Genmar chapter 11 filing reveals huge debts in HK

PUBLISHED : Saturday, 19 November, 2011, 12:00am
UPDATED : Saturday, 19 November, 2011, 12:00am


Cosco Shipyard along with Hong Kong-headquartered ship management and chandlery companies are among the top 50 unsecured creditors after New York-listed tanker operator General Maritime (Genmar) filed for bankruptcy protection in the United States on Thursday.

Jeremy Harwood, a partner in law firm Blank Rome, said it was the 'largest maritime bankruptcy ever filed in the US' but it was unlikely to be the last given the state of the shipping markets.

Documents filed in the US Bankruptcy Court in New York show Genmar had total debts of US$1.4 billion including a US$300 million bond up to the end of September. Total assets, mainly the firm's fleet of 33 tankers, were valued at US$1.7 billion.

Hong Kong's Anglo-Eastern Group, which provides ship and crew management and supervisory services for ships under construction, was owed US$953,335 by Genmar, followed by mainland shipbuilder Cosco Shipyard (Zhoushan) which was owed US$921,932.

Court papers show a further US$109,328 was due to Kylin Worldwide (Hong Kong), which supplies marine paints and other coatings, while Wallem, another ship management and ship services firm, was owed US$48,402.

Anglo-Eastern chief executive Peter Cremers said Genmar remained a client 'so it may not be strategically correct I make comments'. But he added: 'At this moment, at our level it seems very much business as usual as ships need to earn money. Hence they need to be running, hence operating costs need to be funded.' The company manages the day-to-day operations, including providing crew, of several Genmar tankers from its Singapore office.

Harwood said a further court hearing was due to be held yesterday that would seek the judge's approval of key elements of Genmar's corporate restructuring. This included clearance for a restructuring agreement that was signed on Wednesday between Genmar, senior secured creditors and OCM Marine Investments, part of Oaktree Capital Management.

This would see OCM Marine Investment inject US$175 million of new equity that would be used to fund a reorganisation plan and convert debt to equity. Further equity investment would also be sought. The judge is also likely to agree to Genmar suspending bank loan repayments for up to three years.

If the bankruptcy protection plan is approved, Genmar said it could emerge 'from bankruptcy in the spring of 2012'.

Harwood said Genmar's move to seek bankruptcy protection would trigger three or four other shipping firms to file for protection over the next two or three months as they fell victim to poor shipping markets.

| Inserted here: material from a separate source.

PR #428, opened 2019-06-05
ContactFormView keyboard inset

bstien:
# Why?
The class `ContactFormView` handles insetting the content within its scrollView once a keyboard is presented. This worked on iPhones and iPads in fullscreen, but not on iPads when presented with `UIModalPresentationStyle.formSheet`.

Shipping companies that had used their cash stockpiles to fund operations since the 2008 financial crisis, when tanker and dry cargo markets crashed and had barely recovered three years later, were now running out of money. 'It's going to be a very, very rough six months,' Harwood said.

While Genmar's financial difficulties were partly caused by the US$620 million purchase of seven tankers last June, the company was also hit by lower charter rates. As a result, spot earnings shrank from US$25,911 per day in the first quarter of last year to US$13,043 per day in the fourth quarter. Average earnings for a supertanker are now about US$20,000 per day, according to Clarkson, the British shipbroker.

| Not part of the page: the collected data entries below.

PR #429, opened 2019-06-14
Empty view: stop motion manager when view is not visible

vadymmarkov:
# Why?

Because we don't want to monitor accelerometer and device motion updates while the empty view is not visible.

# What?

- Stop motion manager and remove all behaviors from animator when view is not visible
- Re-start motion manager and add necessary behaviors when view becomes visible

# Show me

No UI changes.


vadymmarkov:
Yes, I think it's what @osanoj and @bstien discovered while looking at battery usage.

PR #433, opened 2019-06-17
Interest form disclaimer view

bstien:
# Why?
We need a disclaimer at the bottom of the contact form for `realestate-planned`, which also should contain a button that lets the user read more about the T&C.

# What?
- Added `DisclaimerView` + demo.
- Added `DisclaimerView` to `ContactFormView`.
- Removed label `accessoryText` from both the view and the viewModel.

# Show me
| DisclaimerView |
| --- |
| Screenshot 2019-06-17 at 14 33 36 |

| Before | After |
| --- | --- |
| Screenshot 2019-06-17 at 15 35 30 | Screenshot 2019-06-17 at 14 16 21 |


Demo/Components/Disclaimer/DisclaimerDemoView.swift
```diff
@@ -0,0 +1,40 @@
...
+    }
+
+    public required init?(coder aDecoder: NSCoder) { fatalError() }
+
+    private func setup() {
+        addSubview(disclaimerView)
+
+        NSLayoutConstraint.activate([
+            disclaimerView.topAnchor.constraint(equalTo: topAnchor, constant: .largeSpacing),
+            disclaimerView.centerXAnchor.constraint(equalTo: centerXAnchor),
```
vadymmarkov: I guess `centerXAnchor` is not necessary here, is it?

Harwood said Genmar had 'bought a fleet at the top of the market and got overextended'. The drop in charter rates had squeezed Genmar's cash reserves as freight revenues barely covered operating costs, while banks also took a tougher line.

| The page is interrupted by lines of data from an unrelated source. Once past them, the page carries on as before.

PR #436, opened 2019-06-26
The BottomSheetDelegate can now prevent the sheet from being dismissed

pimms:
# Why?

I'm redoing the contact-form _(the first message sent from the buyer to the seller)_ in a `BottomSheet`, and need a way to prevent to the user from accidentally dismissing the `BottomSheet` when they are in the middle of writing a message.

# What?

The `BottomSheetPresentationControllerDelegate` and `BottomSheetDelegate` has two new methods — `...CanDismiss() -> Bool` and `...DidAttemptToDismiss()`.

When the user performs a dismissive action, the `BottomSheetPresentationController` will consult its delegate to check if this is supported. The idea is that the delegate will return `false` if the presented content contains unsaved/uncommitted changes.

### Minor QoL improvements

 - Added proxy-property `isOn` to `SwitchView`
 - Added the struct `SwitchViewDefaultViewModel` for easier usage of `SwitchView`

### Other

The `BottomSheetDynamics` demo contains a `SwitchView` toggling whether dismissals initiated by the `BottomSheet` must be confirmed by the user.

# Show me

**Confirmation requirement on**
confirm-dismiss-on

**Confirmation requirement off** _(default behavior)_
confirm-dismiss-off


Demo/Components/BottomSheet/BottomSheetMechanicsDemoViewController.swift
```diff
@@ -246,6 +259,27 @@ extension BottomSheetMechanicsDemoViewController: RootViewControllerDelegate {
 }
 
 extension BottomSheetMechanicsDemoViewController: BottomSheetDelegate {
+    func bottomSheetCanDismiss(_ bottomSheet: BottomSheet) -> Bool {
```
shredlocker: Maybe change this to `bottomSheetShouldDismiss`? I think that is Apple's convention 🍎

Demo/Components/BottomSheet/BottomSheetMechanicsDemoViewController.swift
```diff
@@ -246,6 +259,27 @@ extension BottomSheetMechanicsDemoViewController: RootViewControllerDelegate {
...
+        return !requireConfirmationOnDragSwitch.isOn
+    }
+
+    func bottomSheetDidAttemptToDismiss(_ bottomSheet: BottomSheet) {
```
shredlocker: And maybe this to `bottomSheetDidCancelDismiss`?

pimms:
@shredlocker @vadymmarkov Should I add default implementations for the new `BottomSheetDelegate` methods? Otherwise we'll end up in an awkward unbuildable state in Charcoal and FINN for a while.

vadymmarkov:
Not a big fan of default implementations for protocols. I think it would be better if we update `Charcoal` first.

pimms:
All right, I'll spin up a PR for this later today 👍

PR #437, opened 2019-06-26
Bumped version to 1.1.2

pimms:
# Why?

I forgot to bump the version in my last PR.


osanoj:
Isn't this actually a breaking change? Or at least a new feature?

pimms:
Maybe so yeah — I'll bump to 1.2.0 instead. It feels way to minor to bump to 2.0.0, even though it's technically slightly breaking.

pimms:
Not gonna bother waiting for the build :P

PR #438, opened 2019-06-28
Carousel View

shredlocker:
# Why?

We want to have the ability to scroll from the last image in the gallery to the first, as well as from the first to the last.

# What?

This PR introduces the `CarouselView`, which is a wrapper around the `UICollectionView`. It works by adding two more items to the collection. This means that the items are shifted and the index paths of the collection view doesn't match up the data array. The overridden methods corrects the index paths and the content offset.

carousel

When ever the collection view is about to scroll to the first item on the left, it adjusts the scroll view content offset and the target content offset to the other end of the collection. This creates a smooth animation and gives the illusion of an infinite collection view. The GIF below contains the scroll indicator to make this clear.

# Show me

carousel-view


FinniversKit.xcodeproj/project.pbxproj
```diff
@@ -2030,18 +2037,19 @@
 		CF8F021421DCC5B2004C4042 /* Components */ = {
 			isa = PBXGroup;
 			children = (
-				CFB61377229ACB6200DE283D /* IconCollection */,
 				083349EA21EF24AE000E68D3 /* BottomSheet */,
 				CF8F021D21DCC691004C4042 /* Broadcast */,
 				CF8F021E21DCC6A0004C4042 /* Button */,
 				CFCDDA5D22731D4D005E1F4A /* Callout */,
+				DAE738C522C4C84C001C69E3 /* CarouselVIew */,
```
osanoj: That capital `I` is a bit out of place there I think 😄

Demo/Components/CarouselVIew/CarouselViewDemoCell.swift
```diff
@@ -0,0 +1,48 @@
...
+    var text: String? {
+        get { return label.text }
+        set { label.text = newValue }
+    }
+
+    private lazy var label: UILabel = {
+        let label = UILabel(frame: .zero)
+        label.font = .systemFont(ofSize: 48, weight: .bold)
+        label.textColor = .white
+        label.backgroundColor = UIColor(hue: 0.6, saturation: 0.3, brightness: 0.6, alpha: 1.0)
```
vadymmarkov: Why don't you just use some system or FINN color here? Just asking 😄

Sources/Components/CarouselView/CarouselView.swift
```diff
@@ -0,0 +1,192 @@
...
+public typealias CarouselViewCell = UICollectionViewCell
+
+public protocol CarouselViewDataSource: AnyObject {
+    func numberOfItems(in carouselView: CarouselView) -> Int
+    func carouselView(_ carouselView: CarouselView, cellForItemAt indexPath: IndexPath) -> CarouselViewCell
+}
+
+public protocol CarouselViewDelegate: AnyObject {
+    func carouselView(_ carouselView: CarouselView, didSelectItemAt indexPath: IndexPath)
+    func carouselViewDidEndDecelerating(_ carouselView: CarouselView)
```
vadymmarkov: Should this function be required in protocol implementations?

Sources/Components/CarouselView/CarouselView.swift
```diff
@@ -0,0 +1,192 @@
...
+        didSet {
+            collectionView.reloadData()
+        }
+    }
+
+    public weak var delegate: CarouselViewDelegate?
+
+    // MARK: - Private Properties
+
+    private var initialLayout = true
```
vadymmarkov: Should we change this to more "bool-friendly" name, like for example `shouldSetInitialLayout` or something like that?

Sources/Components/CarouselView/CarouselView.swift
```diff
@@ -0,0 +1,192 @@
...
+    func register(_ cellClass: CarouselViewCell.Type) {
+        collectionView.register(cellClass)
+    }
+
+    func dequeue<T>(_ cellType: T.Type, for indexPath: IndexPath) -> T where T: CarouselViewCell {
+        return collectionView.dequeue(cellType, for: indexPath)
+    }
+
+    func scrollToItem(at indexPath: IndexPath, at scrollPosition: UICollectionView.ScrollPosition, animated: Bool) {
+        collectionView.scrollToItem(at: IndexPath(item: indexPath.item + 1, section: 0), at: scrollPosition, animated: animated)
```
vadymmarkov: Since this function is public, I guess it's possible to crash the app when attempting to scroll to invalid index path. Perhaps some index path validation is needed here.

FinniversKit.xcodeproj/project.pbxproj
shredlocker: Haha, I fix

Sources/Components/CarouselView/CarouselView.swift
```diff
@@ -0,0 +1,192 @@
...
+    }
+
+    public func scrollViewDidEndDecelerating(_ scrollView: UIScrollView) {
+        delegate?.carouselViewDidEndDecelerating(self)
+    }
+
+    public func scrollViewWillEndDragging(_ scrollView: UIScrollView, withVelocity velocity: CGPoint, targetContentOffset: UnsafeMutablePointer<CGPoint>) {
+        let numberOfItems = collectionView.numberOfItems(inSection: 0)
+
+        if scrollView.isPagingEnabled {
```
vadymmarkov: We could use `guard` here for early return.

Sources/Components/CarouselView/CarouselView.swift
```diff
@@ -0,0 +1,192 @@
...
+                )
+            }
+        }
+    }
+}
+
+// MARK: - Private Functions
+
+private extension CarouselView {
+    func indexPath(forItem item: Int) -> IndexPath {
```
vadymmarkov: What would happen if the number of items is 0?

Sources/Components/CarouselView/CarouselView.swift
```diff
@@ -0,0 +1,192 @@
...
+        guard let dataSource = dataSource else {
+            return 0
+        }
+
+        return dataSource.numberOfItems(in: self) + 2
+    }
+
+    public func collectionView(_ collectionView: UICollectionView, cellForItemAt indexPath: IndexPath) -> UICollectionViewCell {
+        guard let dataSource = dataSource else {
+            preconditionFailure("Data source is not available")
```
vadymmarkov: We could avoid doing this by having `dataSource` as a parameter in `init` method.

Demo/Components/CarouselVIew/CarouselViewDemoCell.swift
shredlocker: No, reason. I just like the colors with saturation 0.3 and brightness 0.6. I can use a FINN color here 😉

Sources/Components/CarouselView/CarouselView.swift
shredlocker: We do use this method in the `AdPageGalleryView`, that is why I added it. Should I make an empty extension?

Sources/Components/CarouselView/CarouselView.swift
shredlocker: I like it!

Sources/Components/CarouselView/CarouselView.swift
shredlocker: That is probably a good idea.

Sources/Components/CarouselView/CarouselView.swift
shredlocker: You are right

Sources/Components/CarouselView/CarouselView.swift
shredlocker: Something would be definitely break 😅 This carousel view doesn't make sense unless there are more than one data entry so I can return the same item is number of items is not sufficient.

Sources/Components/CarouselView/CarouselView.swift
shredlocker: `dataSource` would still be optional though. What if we do `collectionView.dataSource = self // or nil` in the `didSet` method of `dataSource`? Then this would never occur.

Sources/Components/CarouselView/CarouselView.swift
vadymmarkov: No, I think it's better to keep it then.

Sources/Components/CarouselView/CarouselView.swift
vadymmarkov: What if we make it `private weak var dataSource: CarouselViewDataSource?`, so you can inject it only during initialization of `CarouselView`.

shredlocker: Yep, that sounds good

Sources/Components/CarouselView/CarouselView.swift
```diff
@@ -0,0 +1,203 @@
...
+                y: scrollView.contentOffset.y
+            )
+        }
+    }
+}
+
+// MARK: - Private Functions
+
+private extension CarouselView {
+    func indexPath(forItem item: Int) -> IndexPath {
```
pimms: I don't understand what this method is doing — is `item` 1-indexed? And why is the returned value called `next`?

pimms: Oh, now I understand — it translates the Index Paths from the underlying `UICollectionView` to the logical indices used by the carousel view. Could we rename the method to better reflect this?

```
func translate(indexPath: IndexPath) -> IndexPath
func convertToCarouselIndexPath(_: IndexPath) -> IndexPath
func translateToCarousel(indexPath: IndexPath) -> IndexPath
```

Sources/Components/CarouselView/CarouselView.swift
```diff
@@ -0,0 +1,203 @@
...
+        let numberOfItems = collectionView.numberOfItems(inSection: 0)
+
+        guard numberOfItems > 1 else {
+            return IndexPath(item: item, section: 0)
+        }
+
+        let next: Int
```
pimms: Ref comments above, I think we should use a different name for this guy — `converted`, `translated`, `carouselIndex` for instance.

Sources/Components/CarouselView/CarouselView.swift
shredlocker: I like the `translate(_ indexPath: IndexPath) -> IndexPath`. Changing it!

Sources/Components/CarouselView/CarouselView.swift
shredlocker: I'll change it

Nigel Binnersley, a partner in the Hong Kong office of Blank Rome, said decisions favouring other overseas shipowners by the US bankruptcy courts meant 'foreign operators with little or no obvious connection with the US can now quite easily seek bankruptcy protection relief. For distressed shipowners looking for a 'loan holiday', this looks to be attractive option and one which they should at least consider taking'.